After school officials' salaries went unpaid by the band for nearly six weeks, they walked off the job last week and left local residents fuming about the closure.

The Manitoba First Nation-run school, which offers classes from nursery to Grade 12, remained closed this week due to poor weather in the community about 400 kilometres north of Winnipeg.

"That's two weeks of school the kids have missed ... it's unfortunate it's the kids that have to suffer," Melissa Mink, a mother of a five-year-old girl who attends the school, said Friday.

Mink said her daughter approached her recently asking when she would be regularly attending school.
Mink had no response at the time.

"People are so upset. There's so many concerned parents," she said. "It's very, very embarrassing."

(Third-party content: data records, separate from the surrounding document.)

Issue #1396, opened 2020-10-20
Introduce PixelTypeInfo.HasAlpha


antonfirsov:
## Motivation

By introducing a property to observe whether a given pixel type has an alpha, we can then use it in our processors to omit unnecessary alpha premultiplication. Might be also interesting for users working with `Image.Identify`.

We need to make sure it's value is properly filled:
- In decoders with `Identify` implementations  (PNG, BMP)
- For all built-in pixel formats (`IPixel`-s)

## API alternatives

In https://github.com/SixLabors/ImageSharp/discussions/1394#discussioncomment-106875 I forgot that extending `IPixel` is actually a breaking change.  Non-breaking variant:

```C#
internal enum PixelAlphaRepresentation
{
    None,
    Associated,
    Unassociated
}

public class PixelTypeInfo
{
     // 'null' means unknown/not implemented
     public PixelAlphaRepresentation? AlphaRepresentation { get; }    
}

public PixelOperations<TPixel>
{
     // Return AlphaRepresentation == null by default, but for important pixel types, introduce proper overrides with T4:
     public virtual PixelTypeInfo GetPixelTypeInfo();
}
```

JimBobSquarePants:
I can see us adding `ChannelCount` to this type at some point so I guess that would be nullable also.

antonfirsov:
@JimBobSquarePants so you prefer the non-breaking variant? Honestly, now it looks like a safer way to go to me.
Also allows us to extend codecs incrementally to detect `PixelTypeInfo` details.

JimBobSquarePants:
Yeah, it's a safe clever approach. Big fan!

saucecontrol:
I might be misreading the purpose of this, but did you consider support for pixel formats that are already premultiplied?  [TIFF](https://www.awaresystems.be/imaging/tiff/tifftags/extrasamples.html) and [DirectX](https://docs.microsoft.com/en-us/windows/win32/api/dcommon/ne-dcommon-d2d1_alpha_mode) (among others) support alpha in both forms.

A Winnipeg-based spokesman for Indian and Northern Affairs Canada (INAC) confirmed Friday teachers at the school had not received paycheques from the band since mid-December, and the school closed for five days last week after fed-up school officials refused to teach due to lagging funds.

However, he said the school was open for students now.

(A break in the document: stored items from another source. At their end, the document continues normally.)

PR #1428, opened 2020-11-15
Use bulk conversion in Write8BitColor

brianpopow:
### Prerequisites

### Description

Just a small improvement in writing 8 bit bitmaps with a palette: Converting the quantized colors to rgb is now done as bulk convert.

### DIFF
--- a/src/ImageSharp/Formats/Bmp/BmpEncoderCore.cs
+++ b/src/ImageSharp/Formats/Bmp/BmpEncoderCore.cs
@@ -343,7 +343,7 @@ namespace SixLabors.ImageSharp.Formats.Bmp
             Span<Rgba32> rgbColors = rgbColorsBuffer.GetSpan();
 
             ReadOnlySpan<TPixel> quantizedColors = quantized.Palette.Span;
-            PixelOperations<TPixel>.Instance.ToRgba32(Configuration.Default, quantizedColors, rgbColors);
+            PixelOperations<TPixel>.Instance.ToRgba32(this.configuration, quantizedColors, rgbColors);
 
             int idx = 0;
             foreach (Rgba32 color in rgbColors)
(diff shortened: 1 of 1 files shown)


src/ImageSharp/Formats/Bmp/BmpEncoderCore.cs
```diff
@@ -340,15 +339,15 @@ private void Write8BitColor<TPixel>(Stream stream, ImageFrame<TPixel> image, Spa
         {
             using IQuantizer<TPixel> frameQuantizer = this.quantizer.CreatePixelSpecificQuantizer<TPixel>(this.configuration);
             using IndexedImageFrame<TPixel> quantized = frameQuantizer.BuildPaletteAndQuantizeFrame(image, image.Bounds());
+            using IMemoryOwner<Rgba32> rgbColorsBuffer = this.memoryAllocator.Allocate<Rgba32>(quantized.Palette.Length);
+            Span<Rgba32> rgbColors = rgbColorsBuffer.GetSpan();
 
             ReadOnlySpan<TPixel> quantizedColors = quantized.Palette.Span;
-            var color = default(Rgba32);
+            PixelOperations<TPixel>.Instance.ToRgba32(Configuration.Default, quantizedColors, rgbColors);
```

"We've been assured by the chief that all the money owed to teachers is going out (Friday)," he said.

The band's website said Chemawawin has an on-reserve population of about 1,200 people.

A message left at the school Friday to speak to principal Klaus Kelm was not answered, but a school administrator said staff are frustrated with the closure.

"If you talk about stuff up here, you usually end up getting fired," she said.

When asked how to reach the band chief about explaining the closure, she responded: "No one can even reach him from here."
The INAC spokesman said social assistance cheques covering residents' February expenses were to be paid out by the band Friday, as well as paycheques for band employees. He said no formal complaints had been filed with INAC about spending by the chief and band council.

Repeated calls to Chemawawin's band office to reach Chief Clarence Easter were unsuccessful Friday, and the band's administrator said she was unable to answer questions about the school closure.

Calls to Easter's two cellphones were also not answered, and voice mailboxes on the cellphones and at the band's Winnipeg office were full.